* Action item
Please return every record below exactly as it stands.

BEGIN Material for the task

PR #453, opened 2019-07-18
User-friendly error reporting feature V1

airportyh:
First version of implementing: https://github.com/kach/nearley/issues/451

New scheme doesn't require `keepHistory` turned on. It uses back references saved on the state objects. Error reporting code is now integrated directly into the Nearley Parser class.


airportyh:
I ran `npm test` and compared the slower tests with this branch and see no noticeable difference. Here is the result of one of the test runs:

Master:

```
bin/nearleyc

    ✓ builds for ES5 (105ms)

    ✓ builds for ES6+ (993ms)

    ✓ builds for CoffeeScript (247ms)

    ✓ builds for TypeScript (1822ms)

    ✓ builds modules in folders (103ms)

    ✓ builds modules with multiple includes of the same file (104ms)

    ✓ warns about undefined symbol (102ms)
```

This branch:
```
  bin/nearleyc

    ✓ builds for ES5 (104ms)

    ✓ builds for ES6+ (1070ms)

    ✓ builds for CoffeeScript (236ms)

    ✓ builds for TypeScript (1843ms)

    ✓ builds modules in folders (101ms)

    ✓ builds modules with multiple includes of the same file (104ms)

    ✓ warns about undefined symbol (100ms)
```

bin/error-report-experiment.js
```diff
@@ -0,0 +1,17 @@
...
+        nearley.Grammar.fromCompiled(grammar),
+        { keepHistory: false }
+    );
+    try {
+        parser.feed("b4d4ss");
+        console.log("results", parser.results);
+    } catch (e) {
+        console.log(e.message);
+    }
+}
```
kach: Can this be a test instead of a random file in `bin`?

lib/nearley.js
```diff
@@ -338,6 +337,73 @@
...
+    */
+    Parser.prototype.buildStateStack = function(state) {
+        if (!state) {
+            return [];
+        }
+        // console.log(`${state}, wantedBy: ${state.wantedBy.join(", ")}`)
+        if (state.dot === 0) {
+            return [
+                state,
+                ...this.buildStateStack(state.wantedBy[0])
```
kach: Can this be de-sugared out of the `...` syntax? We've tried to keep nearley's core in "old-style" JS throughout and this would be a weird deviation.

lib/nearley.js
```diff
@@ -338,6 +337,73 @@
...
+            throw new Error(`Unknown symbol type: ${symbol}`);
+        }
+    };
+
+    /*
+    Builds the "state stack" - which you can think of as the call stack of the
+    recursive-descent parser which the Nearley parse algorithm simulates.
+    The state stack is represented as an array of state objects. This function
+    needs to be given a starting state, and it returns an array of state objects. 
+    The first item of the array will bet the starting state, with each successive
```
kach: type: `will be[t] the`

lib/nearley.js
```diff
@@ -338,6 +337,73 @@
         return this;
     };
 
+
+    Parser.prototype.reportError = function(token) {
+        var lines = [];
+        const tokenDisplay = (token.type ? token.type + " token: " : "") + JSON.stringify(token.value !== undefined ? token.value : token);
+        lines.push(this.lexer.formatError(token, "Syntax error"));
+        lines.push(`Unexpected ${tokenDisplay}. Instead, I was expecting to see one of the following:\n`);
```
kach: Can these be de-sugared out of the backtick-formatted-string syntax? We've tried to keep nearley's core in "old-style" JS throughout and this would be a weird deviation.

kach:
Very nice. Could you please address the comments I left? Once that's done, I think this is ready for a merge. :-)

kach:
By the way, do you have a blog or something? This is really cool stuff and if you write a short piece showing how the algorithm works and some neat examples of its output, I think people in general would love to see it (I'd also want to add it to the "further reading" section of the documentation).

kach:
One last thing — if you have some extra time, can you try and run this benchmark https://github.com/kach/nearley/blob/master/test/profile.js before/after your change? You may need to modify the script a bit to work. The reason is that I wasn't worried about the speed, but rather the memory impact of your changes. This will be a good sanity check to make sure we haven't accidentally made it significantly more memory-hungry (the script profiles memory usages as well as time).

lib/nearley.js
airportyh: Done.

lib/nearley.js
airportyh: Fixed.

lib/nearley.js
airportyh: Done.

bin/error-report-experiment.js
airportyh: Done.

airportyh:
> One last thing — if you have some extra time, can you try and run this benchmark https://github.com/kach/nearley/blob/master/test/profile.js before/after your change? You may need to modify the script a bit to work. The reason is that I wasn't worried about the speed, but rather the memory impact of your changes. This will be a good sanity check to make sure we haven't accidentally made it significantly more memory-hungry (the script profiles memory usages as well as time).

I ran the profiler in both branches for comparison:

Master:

END Material for the task

* Exercise response
PR #453, opened 2019-07-18
User-friendly error reporting feature V1

airportyh:
First version of implementing: https://github.com/kach/nearley/issues/451

New scheme doesn't require `keepHistory` turned on. It uses back references saved on the state objects. Error reporting code is now integrated directly into the Nearley Parser class.


airportyh:
I ran `npm test` and compared the slower tests with this branch and see no noticeable difference. Here is the result of one of the test runs:

Master:

```
bin/nearleyc

    ✓ builds for ES5 (105ms)

    ✓ builds for ES6+ (993ms)

    ✓ builds for CoffeeScript (247ms)

    ✓ builds for TypeScript (1822ms)

    ✓ builds modules in folders (103ms)

    ✓ builds modules with multiple includes of the same file (104ms)

    ✓ warns about undefined symbol (102ms)
```

This branch:
```
  bin/nearleyc

    ✓ builds for ES5 (104ms)

    ✓ builds for ES6+ (1070ms)

    ✓ builds for CoffeeScript (236ms)

    ✓ builds for TypeScript (1843ms)

    ✓ builds modules in folders (101ms)

    ✓ builds modules with multiple includes of the same file (104ms)

    ✓ warns about undefined symbol (100ms)
```

bin/error-report-experiment.js
```diff
@@ -0,0 +1,17 @@
...
+        nearley.Grammar.fromCompiled(grammar),
+        { keepHistory: false }
+    );
+    try {
+        parser.feed("b4d4ss");
+        console.log("results", parser.results);
+    } catch (e) {
+        console.log(e.message);
+    }
+}
```
kach: Can this be a test instead of a random file in `bin`?

lib/nearley.js
```diff
@@ -338,6 +337,73 @@
...
+    */
+    Parser.prototype.buildStateStack = function(state) {
+        if (!state) {
+            return [];
+        }
+        // console.log(`${state}, wantedBy: ${state.wantedBy.join(", ")}`)
+        if (state.dot === 0) {
+            return [
+                state,
+                ...this.buildStateStack(state.wantedBy[0])
```
kach: Can this be de-sugared out of the `...` syntax? We've tried to keep nearley's core in "old-style" JS throughout and this would be a weird deviation.

lib/nearley.js
```diff
@@ -338,6 +337,73 @@
...
+            throw new Error(`Unknown symbol type: ${symbol}`);
+        }
+    };
+
+    /*
+    Builds the "state stack" - which you can think of as the call stack of the
+    recursive-descent parser which the Nearley parse algorithm simulates.
+    The state stack is represented as an array of state objects. This function
+    needs to be given a starting state, and it returns an array of state objects. 
+    The first item of the array will bet the starting state, with each successive
```
kach: type: `will be[t] the`

lib/nearley.js
```diff
@@ -338,6 +337,73 @@
         return this;
     };
 
+
+    Parser.prototype.reportError = function(token) {
+        var lines = [];
+        const tokenDisplay = (token.type ? token.type + " token: " : "") + JSON.stringify(token.value !== undefined ? token.value : token);
+        lines.push(this.lexer.formatError(token, "Syntax error"));
+        lines.push(`Unexpected ${tokenDisplay}. Instead, I was expecting to see one of the following:\n`);
```
kach: Can these be de-sugared out of the backtick-formatted-string syntax? We've tried to keep nearley's core in "old-style" JS throughout and this would be a weird deviation.

kach:
Very nice. Could you please address the comments I left? Once that's done, I think this is ready for a merge. :-)

kach:
By the way, do you have a blog or something? This is really cool stuff and if you write a short piece showing how the algorithm works and some neat examples of its output, I think people in general would love to see it (I'd also want to add it to the "further reading" section of the documentation).

kach:
One last thing — if you have some extra time, can you try and run this benchmark https://github.com/kach/nearley/blob/master/test/profile.js before/after your change? You may need to modify the script a bit to work. The reason is that I wasn't worried about the speed, but rather the memory impact of your changes. This will be a good sanity check to make sure we haven't accidentally made it significantly more memory-hungry (the script profiles memory usages as well as time).

lib/nearley.js
airportyh: Done.

lib/nearley.js
airportyh: Fixed.

lib/nearley.js
airportyh: Done.

bin/error-report-experiment.js
airportyh: Done.

airportyh:
> One last thing — if you have some extra time, can you try and run this benchmark https://github.com/kach/nearley/blob/master/test/profile.js before/after your change? You may need to modify the script a bit to work. The reason is that I wasn't worried about the speed, but rather the memory impact of your changes. This will be a good sanity check to make sure we haven't accidentally made it significantly more memory-hungry (the script profiles memory usages as well as time).

I ran the profiler in both branches for comparison:

Master:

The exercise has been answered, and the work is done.